David Walocha approached the bench last week in Douglas County Court.
The last time he did so he was an unlicensed attorney representing an Omaha man on a DUI. This time he was the defendant, charged with two misdemeanor counts of unauthorized practice of law.
Prosecutor Katie Benson noted that those counts were just two of the 65 cases that Walocha handled while his law license was suspended from 1998 to 2011 for failing to pay his annual bar association dues.
Benson said the statute of limitations precluded prosecutors from bringing charges over dozens of other cases, including five felony cases that Walocha handled without a law license.
Walocha pleaded guilty to the two counts — and his attorney, Robb Gage, asked the judge to impose a fine. Gage noted that Walocha owned up to his actions and has since been disbarred.
In the often-rushed cattle call that is county court, Judge Joseph Caniglia paused for a moment.
He tapped his pen on the dais. He looked over the file.
“This is a serious offense,” he said.
After another long pause, Caniglia rejected Walocha's pleas for a fine. He instead sentenced Walocha to 30 days in jail.
Walocha, 43, left in the same manner as some of his former clients: with a jail sentence looming over his head. Caniglia allowed him to report to the Douglas County Jail on Monday morning.
The sentencing ends Walocha's case but it likely won't be the last consequence of his actions.
An Omaha man is awaiting word on whether he will receive a new trial after being convicted in connection with the sexual assault of a 9-year-old girl.
Douglas County District Judge James Gleason must decide whether Patrick Vanderpool's conviction and 10- to 15-year sentence should be overturned based on Vanderpool's contention that he was denied his constitutional right to an attorney when Walocha appeared on his behalf.

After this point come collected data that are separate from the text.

PR #708, opened 2019-01-05
docs: add AWS SQS source to README

srvaroa:


eventing/README.md
```diff
@@ -191,6 +191,21 @@ The GcpPubSubSource fires a new event each time a message is published on a
...
+
+**Spec fields**:
+
+- `queueURL`: URL of the SQS queue to pull events from.
+- `awsCredsSecret`: credential to use to poll the AWS SQS queue.
+- `sink`:
+  [ObjectReference](https://kubernetes.io/docs/reference/generated/kubernetes-api/v1.12/#objectreference-v1-core)
+  A reference to the object that should receive events.
+- `serviceAccountName`: `string` The name of the ServiceAccount used to
+  access the `awsCredsSecret`.
```
vaikas-google: Might want to clarify that the Receive Adapter runs as this account. So, the effect is that we access the secret as this Service Account, but it's because the Receive Adapter runs as this Service Account.

Maybe add something like this (not verbatim, but shrug)

	// serviceAccountName is the name of the ServiceAccount that will be used to
	// run the Receive Adapter Deployment.

evankanderson: This seems to parallel line 184 for the GcpPubSubSource.

vaikas-google:
@evankanderson re: automating the parameter information, I've been playing with using the OpenAPI validation that's part of the CRDs with both Google Cloud Scheduler / Google Cloud Storage, and I think it's pretty good start.

PR #714, opened 2019-01-07
api-reference: Add API reference docs

### LINKED ISSUE #636: Proposal: start generating authoritative API reference docs
Currently, we don't have API reference documentation. 

For serving API we have [spec.md](https://github.com/knative/serving/blob/220eaf0ddabb2b4cc7a8ecc010ef71d94857e2ba/docs/spec/spec.md#resource-yaml-definitions) which I've been able to find multiple errors in it, and it's a manual maintenance.

For build API, we also have a hand-written informal syntax at [builds.md](https://github.com/knative/docs/blob/098b76e0823a7eacbb54163031c7272617b258a3/build/builds.md#syntax).

----

- Kubernetes [API reference](https://kubernetes.io/docs/reference/generated/kubernetes-api/v1.13/) docs generated with [gen-apidocs](https://github.com/kubernetes-incubator/reference-docs/tree/master/gen-apidocs) which uses `/swagger.json` or `/apis` paths exposed on Kubernetes API server

- Istio [API reference](https://istio.io/docs/reference/config/istio.networking.v1alpha3/) docs are generated with [protoc-gen-doc](https://github.com/pseudomuto/protoc-gen-doc) codegen plugin because Istio provides their api as protos

Knative doesn't fit either (we can use k8s /apis endpoint yet because it doesn't expose CRD OpenAPI specs).

**So I propose** we start generating these things from the source code (i.e pkg/apis at each repo) and import them to the knative/docs repo after a release happens.

I'll work on something right away if there are no objections.

/area API
/kind docs

ahmetb:
Generated with https://github.com/ahmetb/gen-crd-api-reference-docs and
this patch includes the script to self-serve this process. I hope to improve
this stuff in the future, for now it works fine.

Fixes #636.

### DIFF
--- a/hack/gen-api-reference-docs.sh
+++ b/hack/gen-api-reference-docs.sh
@@ -1,0 +1,169 @@
+#!/usr/bin/env bash
+#
+# This script is for generating API reference docs for Knative components.
+
+# Copyright 2018 Knative authors
+#
+# Licensed under the Apache License, Version 2.0 (the "License");
+# you may not use this file except in compliance with the License.
+# You may obtain a copy of the License at
+#
+#     http://www.apache.org/licenses/LICENSE-2.0
+#
+# Unless required by applicable law or agreed to in writing, software
+# distributed under the License is distributed on an "AS IS" BASIS,
+# WITHOUT WARRANTIES OR CONDITIONS OF ANY KIND, either express or implied.
+# See the License for the specific language governing permissions and
+# limitations under the License.
+set -euo pipefail
+
+SCRIPTDIR="$( cd "$( dirname "${BASH_SOURCE[0]}" )" && pwd )"
+[[ -n "${DEBUG:-}" ]] && set -x
+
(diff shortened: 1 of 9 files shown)


RichieEscarez:
The script looks like it correctly targets the new "*reference*" directory but the PR currently uses **api-reference** as the file path for all files. Can you please rename (api-reference -> reference)?
I think its okay for the script/tool to reside elsewhere (if its coded to work that way)? I see that the other repos use a "*hack*" folder for their tools, maybe we follow that structure too? Otherwise if the script lives in "*reference*" that works for me too.

Thanks @ahmetb these files and the tool are great!

ahmetb:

And Chief Justice Mike Heavican of the Nebraska Supreme Court has asked court staff and attorneys to come up with ways to address the gaps that allowed Walocha to appear in dozens of courtrooms without a law license.
Among the gaps, Nebraska has no online database that the public or court staff can search to find out the status of an attorney and the details of any disciplinary actions. The Iowa Supreme Court, on the other hand, allows people to search by name and find scanned documents outlining any formal disciplinary actions against a lawyer.
Heavican said he expects to receive a report and recommendations this fall.